JC - Há vários nomes dentro do MDB porto-alegrense cotados para concorrer à prefeitura da Capital em 2020. Entre eles, o do deputado estadual Sebastião Melo, que foi o candidato à prefeitura em 2016; e o do ex-secretário de Segurança e ex-prefeito de Santa Maria Cezar Schirmer, que transferiu seu título eleitoral para Porto Alegre. Qual é o nome mais competitivo dentro do partido?
Ibsen - Acho que o MDB tem dois grandes nomes que são cogitados: Sebastião Melo e Cezar Schirmer. Melo foi um deputado bem votado e que tem tido uma boa atuação. Por outro lado, o Schirmer foi secretário estadual de Segurança, além de ter chegado a vários postos. Esses nomes têm mais destaque do que outros, como o do (vereador) Valter Nagelstein, o da (vereadora) Comandante Nádia etc. Entre Melo e Schirmer, creio que o candidato natural é o Melo, porque foi o candidato a prefeito em 2016, e, depois do resultado da eleição, houve uma percepção muito grande de arrependimento entre a população.
JC - Inclusive, a campanha que levou Melo à Assembleia Legislativa trabalhou com a ideia de que as pessoas que se arrependeram do voto em Porto Alegre tinham uma segunda chance de votar no emedebista...
Ibsen - Isso mesmo. Por isso, entendo que o candidato que tem mais naturalidade é o Sebastião Melo. Mas qualquer um dos dois - Melo ou Schirmer - representaria bem o partido na eleição.
JC - A ida de Schirmer para o governo federal, no qual assumiu um cargo na gestão Bolsonaro, deixa o caminho livre para o Melo?
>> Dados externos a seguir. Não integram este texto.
PR #577, opened 2014-03-14
Fix issue #505 removing trailing \r from lines in Windows text files

tuantrieu:
Window uses \r\n to split lines. so, for text files from Windows, when
\n is used as delimiter, \r is still appear at the end of lines.

The code checks to see if \n is used as delimiter and end of a line is
\r, then \r is removed from the line

PR #582, opened 2014-03-15
Fix issue about Windows line break in TextInputFormat

tuantrieu:
Window uses \r\n to split lines. so, for text files from Windows, when \n is used as delimiter, \r is still appear at the end of lines.

The code checks to see if \n is used as delimiter and end of a line is \r, then \r is removed from the line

Ibsen - Não saberia dizer qual é a intenção do Schirmer (ao assumir o cargo em Brasília). Ele nunca se colocou como candidato. O que ele fez foi transferir o título para cá. Aliás, não foi a primeira vez. Ele já era eleitor em Porto Alegre em 1992. Nesse ano, ele foi o nosso candidato à prefeitura e foi para o segundo turno com o Tarso Genro (PT). Lembro bem, porque, naquela eleição, eu era o candidato natural do partido. Nem teria disputa. Mas eu era o presidente da Câmara dos Deputados e estávamos em pleno processo de impeachment do (Fernando) Collor (de Mello). Para se ter uma ideia, a votação do impeachment aconteceu no dia 29 de setembro de 1992, e a eleição ocorreu quatro dias depois, em 3 de outubro, então eu não podia ser candidato. Aí, fizemos um apelo ao Schirmer para transferir o título para cá e ser o candidato. Mais tarde, ele transferiu o título para Santa Maria, onde se elegeu prefeito.

Perfil

Ibsen Valls Pinheiro tem 84 anos e é natural de São Borja. Graduado em Direito pela Pucrs, trabalhou como advogado, procurador, promotor de Justiça e jornalista. O início da militância foi no Partido Comunista Brasileiro. Instaurado o bipartidarismo pela ditadura militar, em 1966, filiou-se ao MDB. Na sigla, elegeu-se vereador (1977), deputado estadual (1979) e deputado federal (1982) por três mandatos consecutivos. Em 1991, como presidente da Câmara dos Deputados, comandou o processo de impeachment do ex-presidente Fernando Collor de Mello (então PRN, hoje no Pros). Em 1994, acusado de envolvimento em irregularidades, foi cassado. Em 2004, elegeu--se novamente vereador de Porto Alegre. Em 2006, conquistou mais uma vez uma vaga na Câmara dos Deputados. Foi presidente do MDB gaúcho entre 2010 e 2012. Em 2014, foi eleito suplente de deputado estadual e assumiu com a saída de titulares para o secretariado estadual. Em abril de 2018, foi à tribuna da Assembleia para anunciar que deixaria o cargo e não concorreria mais.